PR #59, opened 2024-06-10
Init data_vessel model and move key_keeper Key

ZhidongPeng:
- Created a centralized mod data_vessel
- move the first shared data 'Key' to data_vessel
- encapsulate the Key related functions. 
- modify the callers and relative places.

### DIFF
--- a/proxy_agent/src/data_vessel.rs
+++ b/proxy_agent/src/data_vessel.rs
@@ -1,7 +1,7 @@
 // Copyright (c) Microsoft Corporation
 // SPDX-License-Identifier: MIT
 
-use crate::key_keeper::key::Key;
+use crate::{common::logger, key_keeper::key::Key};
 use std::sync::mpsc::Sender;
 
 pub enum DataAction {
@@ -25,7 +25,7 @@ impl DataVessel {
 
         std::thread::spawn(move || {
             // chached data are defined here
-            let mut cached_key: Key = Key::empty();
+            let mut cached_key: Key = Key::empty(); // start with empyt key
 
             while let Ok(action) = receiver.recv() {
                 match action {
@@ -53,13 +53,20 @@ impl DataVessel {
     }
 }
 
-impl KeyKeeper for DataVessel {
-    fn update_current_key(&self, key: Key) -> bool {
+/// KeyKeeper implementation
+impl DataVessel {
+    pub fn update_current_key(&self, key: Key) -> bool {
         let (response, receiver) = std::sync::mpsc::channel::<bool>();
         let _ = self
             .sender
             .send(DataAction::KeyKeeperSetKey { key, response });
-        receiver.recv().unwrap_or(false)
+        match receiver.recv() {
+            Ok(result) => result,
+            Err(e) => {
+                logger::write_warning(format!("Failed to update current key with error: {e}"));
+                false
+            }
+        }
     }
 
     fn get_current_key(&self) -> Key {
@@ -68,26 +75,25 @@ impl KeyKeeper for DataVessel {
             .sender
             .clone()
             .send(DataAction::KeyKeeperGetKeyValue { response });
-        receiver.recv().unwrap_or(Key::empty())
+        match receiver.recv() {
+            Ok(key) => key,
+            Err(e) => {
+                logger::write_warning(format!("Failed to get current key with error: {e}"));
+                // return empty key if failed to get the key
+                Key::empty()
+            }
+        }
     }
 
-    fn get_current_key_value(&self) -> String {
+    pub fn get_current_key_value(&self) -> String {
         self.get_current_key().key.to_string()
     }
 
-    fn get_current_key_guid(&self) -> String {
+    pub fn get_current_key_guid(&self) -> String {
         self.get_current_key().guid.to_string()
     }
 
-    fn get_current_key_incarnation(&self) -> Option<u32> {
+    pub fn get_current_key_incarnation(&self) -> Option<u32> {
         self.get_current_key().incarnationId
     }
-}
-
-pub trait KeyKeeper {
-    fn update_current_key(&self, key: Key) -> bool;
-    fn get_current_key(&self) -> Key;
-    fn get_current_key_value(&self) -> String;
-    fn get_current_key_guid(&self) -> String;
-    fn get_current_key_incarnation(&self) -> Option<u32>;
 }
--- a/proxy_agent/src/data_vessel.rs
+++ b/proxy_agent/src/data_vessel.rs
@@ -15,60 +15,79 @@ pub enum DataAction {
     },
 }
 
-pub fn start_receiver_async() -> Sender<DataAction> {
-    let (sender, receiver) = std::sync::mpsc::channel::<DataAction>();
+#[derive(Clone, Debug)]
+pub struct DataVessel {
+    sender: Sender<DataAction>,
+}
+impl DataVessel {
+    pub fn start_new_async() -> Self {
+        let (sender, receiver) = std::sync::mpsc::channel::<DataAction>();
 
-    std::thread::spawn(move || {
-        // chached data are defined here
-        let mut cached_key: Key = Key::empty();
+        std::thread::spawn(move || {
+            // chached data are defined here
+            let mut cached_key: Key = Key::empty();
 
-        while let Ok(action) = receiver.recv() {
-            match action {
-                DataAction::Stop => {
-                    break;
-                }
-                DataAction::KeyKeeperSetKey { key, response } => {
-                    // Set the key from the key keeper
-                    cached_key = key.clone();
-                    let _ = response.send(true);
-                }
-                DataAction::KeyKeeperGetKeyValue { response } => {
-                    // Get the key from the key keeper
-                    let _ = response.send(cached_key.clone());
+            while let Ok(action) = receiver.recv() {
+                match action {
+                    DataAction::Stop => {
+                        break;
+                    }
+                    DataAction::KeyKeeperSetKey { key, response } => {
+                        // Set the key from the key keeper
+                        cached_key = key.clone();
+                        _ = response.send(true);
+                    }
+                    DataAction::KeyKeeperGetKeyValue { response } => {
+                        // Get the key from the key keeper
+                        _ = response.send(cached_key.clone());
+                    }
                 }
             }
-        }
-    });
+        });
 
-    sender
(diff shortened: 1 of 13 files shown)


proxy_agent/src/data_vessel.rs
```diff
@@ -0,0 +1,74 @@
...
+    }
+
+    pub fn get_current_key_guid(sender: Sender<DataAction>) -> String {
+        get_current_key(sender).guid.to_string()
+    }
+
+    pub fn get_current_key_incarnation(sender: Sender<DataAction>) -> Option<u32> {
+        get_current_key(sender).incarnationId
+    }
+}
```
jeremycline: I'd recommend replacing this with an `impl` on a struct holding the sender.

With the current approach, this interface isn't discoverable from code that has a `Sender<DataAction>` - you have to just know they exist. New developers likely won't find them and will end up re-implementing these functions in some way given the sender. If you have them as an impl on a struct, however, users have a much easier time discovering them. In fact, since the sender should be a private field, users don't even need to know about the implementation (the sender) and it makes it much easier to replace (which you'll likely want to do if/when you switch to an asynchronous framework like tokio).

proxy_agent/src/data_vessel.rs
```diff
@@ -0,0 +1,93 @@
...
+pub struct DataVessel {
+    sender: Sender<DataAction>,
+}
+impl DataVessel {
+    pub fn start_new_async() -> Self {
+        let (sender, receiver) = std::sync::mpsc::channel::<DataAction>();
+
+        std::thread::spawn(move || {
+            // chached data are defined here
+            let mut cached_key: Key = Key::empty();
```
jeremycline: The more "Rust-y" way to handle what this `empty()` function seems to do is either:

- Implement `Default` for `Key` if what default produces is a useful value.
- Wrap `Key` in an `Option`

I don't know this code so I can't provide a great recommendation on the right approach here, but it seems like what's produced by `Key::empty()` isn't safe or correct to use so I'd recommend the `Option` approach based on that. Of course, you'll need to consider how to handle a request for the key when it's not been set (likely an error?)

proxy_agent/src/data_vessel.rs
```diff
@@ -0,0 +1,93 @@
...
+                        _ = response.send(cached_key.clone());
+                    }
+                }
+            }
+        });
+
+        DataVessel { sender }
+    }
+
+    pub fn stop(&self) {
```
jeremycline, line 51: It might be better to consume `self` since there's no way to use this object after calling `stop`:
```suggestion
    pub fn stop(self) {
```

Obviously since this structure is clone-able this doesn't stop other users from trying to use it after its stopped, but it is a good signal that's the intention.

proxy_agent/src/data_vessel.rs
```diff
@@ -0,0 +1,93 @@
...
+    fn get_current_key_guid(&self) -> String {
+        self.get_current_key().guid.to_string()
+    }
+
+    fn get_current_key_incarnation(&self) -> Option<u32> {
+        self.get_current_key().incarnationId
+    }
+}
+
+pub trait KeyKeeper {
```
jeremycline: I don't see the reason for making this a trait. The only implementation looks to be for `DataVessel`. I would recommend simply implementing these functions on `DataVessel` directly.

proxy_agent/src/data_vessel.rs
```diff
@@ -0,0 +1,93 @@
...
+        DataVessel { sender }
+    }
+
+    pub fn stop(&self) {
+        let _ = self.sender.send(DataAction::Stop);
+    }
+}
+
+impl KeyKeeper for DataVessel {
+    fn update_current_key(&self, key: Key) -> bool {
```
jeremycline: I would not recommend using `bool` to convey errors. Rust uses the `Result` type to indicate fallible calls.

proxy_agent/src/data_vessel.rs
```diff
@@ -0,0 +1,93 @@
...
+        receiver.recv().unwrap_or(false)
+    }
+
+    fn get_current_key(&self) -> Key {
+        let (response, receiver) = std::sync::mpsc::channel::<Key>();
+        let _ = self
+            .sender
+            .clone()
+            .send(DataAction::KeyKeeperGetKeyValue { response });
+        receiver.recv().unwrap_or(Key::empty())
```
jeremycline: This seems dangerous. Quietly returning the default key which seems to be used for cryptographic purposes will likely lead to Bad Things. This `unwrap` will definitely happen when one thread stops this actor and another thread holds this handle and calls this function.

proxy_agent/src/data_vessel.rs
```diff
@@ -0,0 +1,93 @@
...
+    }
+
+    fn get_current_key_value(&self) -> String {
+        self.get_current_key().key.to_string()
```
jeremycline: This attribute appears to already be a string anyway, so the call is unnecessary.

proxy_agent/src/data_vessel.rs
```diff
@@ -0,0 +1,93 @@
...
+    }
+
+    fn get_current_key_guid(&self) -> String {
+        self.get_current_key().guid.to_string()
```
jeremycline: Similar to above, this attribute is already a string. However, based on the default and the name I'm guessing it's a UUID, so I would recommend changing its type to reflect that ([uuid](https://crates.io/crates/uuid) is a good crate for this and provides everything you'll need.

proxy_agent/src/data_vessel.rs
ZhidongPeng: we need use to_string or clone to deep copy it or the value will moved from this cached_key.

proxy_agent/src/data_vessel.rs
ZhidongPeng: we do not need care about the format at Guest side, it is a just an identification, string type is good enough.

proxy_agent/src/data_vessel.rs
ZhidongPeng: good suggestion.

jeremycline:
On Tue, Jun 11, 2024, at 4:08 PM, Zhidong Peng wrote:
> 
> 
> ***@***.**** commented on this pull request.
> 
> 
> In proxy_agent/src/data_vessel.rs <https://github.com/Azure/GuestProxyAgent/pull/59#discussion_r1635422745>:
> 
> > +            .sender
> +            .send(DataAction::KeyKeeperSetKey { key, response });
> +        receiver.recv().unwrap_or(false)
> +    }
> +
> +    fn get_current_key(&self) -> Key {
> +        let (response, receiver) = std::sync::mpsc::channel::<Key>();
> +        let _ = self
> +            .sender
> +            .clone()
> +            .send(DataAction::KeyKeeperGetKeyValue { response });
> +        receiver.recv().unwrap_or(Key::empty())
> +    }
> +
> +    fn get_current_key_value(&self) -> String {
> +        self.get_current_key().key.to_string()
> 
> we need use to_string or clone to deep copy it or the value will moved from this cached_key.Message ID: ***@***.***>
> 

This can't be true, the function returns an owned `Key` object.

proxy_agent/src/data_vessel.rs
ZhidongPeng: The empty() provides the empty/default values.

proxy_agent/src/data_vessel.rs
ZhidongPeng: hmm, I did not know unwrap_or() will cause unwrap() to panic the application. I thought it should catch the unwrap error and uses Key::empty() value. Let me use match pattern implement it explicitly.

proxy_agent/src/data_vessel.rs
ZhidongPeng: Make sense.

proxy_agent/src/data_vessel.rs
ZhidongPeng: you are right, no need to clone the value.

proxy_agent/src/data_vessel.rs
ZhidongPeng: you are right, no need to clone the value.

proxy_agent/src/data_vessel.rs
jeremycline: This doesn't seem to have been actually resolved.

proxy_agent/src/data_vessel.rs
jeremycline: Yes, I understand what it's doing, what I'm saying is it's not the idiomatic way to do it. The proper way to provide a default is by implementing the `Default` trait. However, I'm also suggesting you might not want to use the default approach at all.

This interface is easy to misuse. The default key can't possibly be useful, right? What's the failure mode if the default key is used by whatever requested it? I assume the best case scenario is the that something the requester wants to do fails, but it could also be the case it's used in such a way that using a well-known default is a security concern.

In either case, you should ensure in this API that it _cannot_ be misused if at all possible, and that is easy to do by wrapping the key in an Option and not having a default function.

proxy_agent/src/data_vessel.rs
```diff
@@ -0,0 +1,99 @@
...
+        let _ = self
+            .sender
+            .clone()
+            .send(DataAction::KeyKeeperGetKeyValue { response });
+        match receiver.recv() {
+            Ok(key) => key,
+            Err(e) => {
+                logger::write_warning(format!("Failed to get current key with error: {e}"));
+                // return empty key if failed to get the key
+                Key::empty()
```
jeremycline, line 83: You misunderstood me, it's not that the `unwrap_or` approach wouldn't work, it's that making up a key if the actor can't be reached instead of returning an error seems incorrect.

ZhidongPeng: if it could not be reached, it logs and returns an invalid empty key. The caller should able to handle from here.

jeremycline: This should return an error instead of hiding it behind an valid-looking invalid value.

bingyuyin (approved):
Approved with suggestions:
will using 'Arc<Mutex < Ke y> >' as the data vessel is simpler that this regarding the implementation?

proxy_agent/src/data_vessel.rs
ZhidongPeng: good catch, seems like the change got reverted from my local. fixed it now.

• _Task prompt_:
Across all the records above, how many lines hold the word "https"? Answer with only that number.

• _Task solution_:
2